O Evangelho, biblicamente falando, é narrado por quatro pessoas: Mateus, Marcos, Lucas e João. Saramago se propõe, então, a narrar da sua forma esta história mundialmente conhecida.
Com uma descrição impecável e algumas vezes repetitiva, José Saramago relata a vida de um Jesus comum, humano, com suas necessidades e ambições, culpas e remorsos, filho de um José crucificado e uma Maria incrédula. Irmão de outros sete, abandona a casa ao treze anos após descobrir que seu pai deixou que matassem as crianças de Belém, a mando de Herodes, pois preferiu salvar a sua própria, mas que afinal estava em segurança numa caverna longe da cidade. Viveu quatro anos ao lado de um autodenominado Pastor, até que um dia vê Deus em formato de nuvem, no meio do deserto. Há uma aliança a ser feita: em troca de póstumas glória e poder, Deus quer a vida do Seu Filho, Jesus; aliança aceita. O Filho de Deus descobre os desejos da carne com uma prostituta, Maria, da cidade de Magdala, com quem acaba por dividir o resto de seus dias na Terra. Torna-se pescador, embora não tivesse a mínima vocação para isso. Arrasta exércitos de seguidores, crentes em seus milagres, seus exorcismos e suas pregações de arrependimentos e belas histórias contadas. Morre nu, ao lado de dois ladrões, como o Rei dos Judeus e com uma mãe ressentida aos pés: "Homens, perdoai-lhe, porque Ele não sabe o que fez".

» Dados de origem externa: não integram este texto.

PR #4778, opened 2023-11-13
[CBRD-24758] Remove useless condition in if statement in function heap_stats_sync_bestspace

hyahong:
http://jira.cubrid.org/browse/CBRD-24758

Purpose
```
static int
heap_stats_sync_bestspace (...)
{
        int min_freespace;

        ...
        min_freespace = heap_stats_get_min_freespace (heap_hdr);

        ...
        if (free_space >= min_freespace && free_space > HEAP_DROP_FREE_SPACE)
```
the function, heap_stats_get_min_freespace returns a integer value less than or equal to HEAP_DROP_FREE_SPACE.
therefore, the condition `free_space >= min_freespace` is not needed since `free_space > HEAP_DROP_FREE_SPACE` contains the condition `free_space >= min_freespace`.

Implementation
N/A

Remarks
N/A

### DIFF
--- a/src/storage/heap_file.c
+++ b/src/storage/heap_file.c
@@ -3903,7 +3903,8 @@ heap_stats_sync_bestspace (THREAD_ENTRY * thread_p, const HFID * hfid, HEAP_HDR_
 
 	  free_space = spage_max_space_for_new_record (thread_p, pg_watcher.pgptr);
 
-	  if (free_space > HEAP_DROP_FREE_SPACE)
+    /* TODO: if the value returned by heap_stats_get_min_freespace (...) changes, this condition should be checked. */
+	  if (/* free_space >= heap_stats_get_min_freespace (heap_hdr) && */ free_space > HEAP_DROP_FREE_SPACE)
 	    {
 	      if (prm_get_integer_value (PRM_ID_HF_MAX_BESTSPACE_ENTRIES) > 0)
 		{
--- a/src/storage/heap_file.c
+++ b/src/storage/heap_file.c
@@ -3903,8 +3903,8 @@ heap_stats_sync_bestspace (THREAD_ENTRY * thread_p, const HFID * hfid, HEAP_HDR_
 
 	  free_space = spage_max_space_for_new_record (thread_p, pg_watcher.pgptr);
 
-    /* TODO: if the value returned by heap_stats_get_min_freespace (...) changes, this condition should be checked. */
-	  if (/* free_space >= heap_stats_get_min_freespace (heap_hdr) && */ free_space > HEAP_DROP_FREE_SPACE)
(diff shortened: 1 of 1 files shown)


swi0110:
@hyahong 
Please refer to this.
Currently, the CI's test env has a little problem.
So all CI tests fail.
I will share it when resolve the problem.

swi0110:
Fixed a problem.
and I re-run the CI test.

hornetmj (approved):

hyahong:
@swi0110 I checked your comment. Thank you for the information!

src/storage/heap_file.c
```diff
@@ -3906,7 +3903,7 @@ heap_stats_sync_bestspace (THREAD_ENTRY * thread_p, const HFID * hfid, HEAP_HDR_
 
 	  free_space = spage_max_space_for_new_record (thread_p, pg_watcher.pgptr);
 
-	  if (free_space >= min_freespace && free_space > HEAP_DROP_FREE_SPACE)
```
wrlawodms, line 3909: This has a point in that it's open to the change of `heap_stats_get_min_freespace`. If it's taken into consideration, then I'll follow.

wrlawodms (approved):

src/storage/heap_file.c
hyahong: I think it's just function which returns the minimum space. so, I don't have a good idea how to change `heap_stats_get_min_freespace`.
If you have any good ideas, could you share them?

wrlawodms: I didn't mean that we should make a change to the `heap_stats_get_min_freespace`. What I meant is the condition is not "useless" and has a point.

The `heap_stats_sync_bestspace` doesn't know how the minimum space for statistics is calculated by the `heap_stats_get_min_freespace` function. It just considers both the minimum space and `HEAP_DROP_FREE_SPACE`. With your change, it doesn't consider "the minimum space". 
Looking into the function, it can't be larger than `HEAP_DROP_FREE_SPACE` for now, but the upper function doesn't need to know and should not know this. In the existing code, if the way we calculate the minimum space is changed, the `heap_stats_sync_bestspace` takes this into consideration, but it will not with your change. That's what I meant by `it's open to the change of heap_stats_get_min_freespace`.

wrlawodms: To justify the condition as "useless", I think we should ensure that "the minimum space for statistics" doesn't need to be taken into consideration in the view of the `heap_stats_sync_bestspace`. It might be true, but I don't know.

hyahong: I've certainly overlooked that aspect! I'll comment as opinions are being organized, but it might take a little while to check.

hyahong: @wrlawodms 
I have been asked to quickly address these heap refactoring issues. I will revisit these issues following the analysis of the heap manager.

Saramago faz de Deus um deus mesquinho, que quer sempre poder e glória e para conquistar mais adoradores, usa de Jesus como ferramenta: "Vai, ande a pregar o arrependimento. Diga: Arrependei-vos. Não há ser humano que não tenha pecados. Ah... e se eles não te derem ouvidos, use a imaginação, conte parábolas, e não se preocupe se eles não as entenderem, deixe lhes ficar a dúvida e pensar que se não conseguem entender, a culpa é só deles. Para arrematar, tu morrerás numa cruz, morrerás como um mártir para seres lembrado no futuro, e ampliar meu domínio sobre o ocidente, sobre as terras a serem descobertas."
Esta obra é simplesmente fantástica do ponto de vista ficcional, mas pode ir contra os valores dos mais religiosos. Saramago com certeza quis isso, e eu o apóio.